Stored data entries

┌──

PR #4502, opened 2015-11-30
Improve ol.source.WMTS.optionsFromCapabilities jsdoc layout

fredj:


bartvde:
thanks for fixing, LGTM

PR #4647, opened 2016-01-11
Proper rounding for possibly negative numbers

### LINKED ISSUE #4645: Icon moves when it touches the left or top border
If you move the map so that an icon touches the left or top border, the icon will be repositioned. (I guess it's by one pixel.)

You can reproduce it with this example:
http://openlayers.org/en/v3.12.1/examples/icon.html

ahocevar:
Because image icons may be positioned with negative coordinates when they are only partially visible at the left or top edge of the map, we need to properly round them when snapping to pixels.

Fixes #4645.


ahocevar:
The performance impact of this change is negelctable: https://jsperf.com/math-round-vs-hack/93.

fredj:
LGTM, good catch

ahocevar:
Oh, the render test tested for an incorrect image. Let me fix that.

PR #4649, opened 2016-01-12
Missing parameter description for ol.source.Tile#getOpaque

petrsloup:
Minor jsdoc fix (error revealed by ESLint https://github.com/openlayers/ol3/pull/4602).


petrsloup:
Trivial jsdoc fix, so merging..

PR #4652, opened 2016-01-12
Use map.getTargetElement instead of map.getTarget

fredj:
Small simplification in `ol.control.FullScreen`


ahocevar:
Looks good. Please merge when lights are green.

fredj:
Thanks for the review

PR #4666, opened 2016-01-12
Add a 'boxdrag' event to ol.interaction.DragBox. Resolves #4563 .

### LINKED ISSUE #4563: Add a DragBoxEvent for dragging, not just start and end.
ol.interaction.DragBox does not fire an event for dragging, only start and end of a drag. I propose adding a new DragBoxEventType, 'boxdrag,' to handle this case.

└──

### Assignment:
What is needed is an exact transcription of every record above.

### Problem solution:
PR #4502, opened 2015-11-30
Improve ol.source.WMTS.optionsFromCapabilities jsdoc layout

fredj:


bartvde:
thanks for fixing, LGTM

PR #4647, opened 2016-01-11
Proper rounding for possibly negative numbers

### LINKED ISSUE #4645: Icon moves when it touches the left or top border
If you move the map so that an icon touches the left or top border, the icon will be repositioned. (I guess it's by one pixel.)

You can reproduce it with this example:
http://openlayers.org/en/v3.12.1/examples/icon.html

ahocevar:
Because image icons may be positioned with negative coordinates when they are only partially visible at the left or top edge of the map, we need to properly round them when snapping to pixels.

Fixes #4645.


ahocevar:
The performance impact of this change is negelctable: https://jsperf.com/math-round-vs-hack/93.

fredj:
LGTM, good catch

ahocevar:
Oh, the render test tested for an incorrect image. Let me fix that.

PR #4649, opened 2016-01-12
Missing parameter description for ol.source.Tile#getOpaque

petrsloup:
Minor jsdoc fix (error revealed by ESLint https://github.com/openlayers/ol3/pull/4602).


petrsloup:
Trivial jsdoc fix, so merging..

PR #4652, opened 2016-01-12
Use map.getTargetElement instead of map.getTarget

fredj:
Small simplification in `ol.control.FullScreen`


ahocevar:
Looks good. Please merge when lights are green.

fredj:
Thanks for the review

PR #4666, opened 2016-01-12
Add a 'boxdrag' event to ol.interaction.DragBox. Resolves #4563 .

### LINKED ISSUE #4563: Add a DragBoxEvent for dragging, not just start and end.
ol.interaction.DragBox does not fire an event for dragging, only start and end of a drag. I propose adding a new DragBoxEventType, 'boxdrag,' to handle this case.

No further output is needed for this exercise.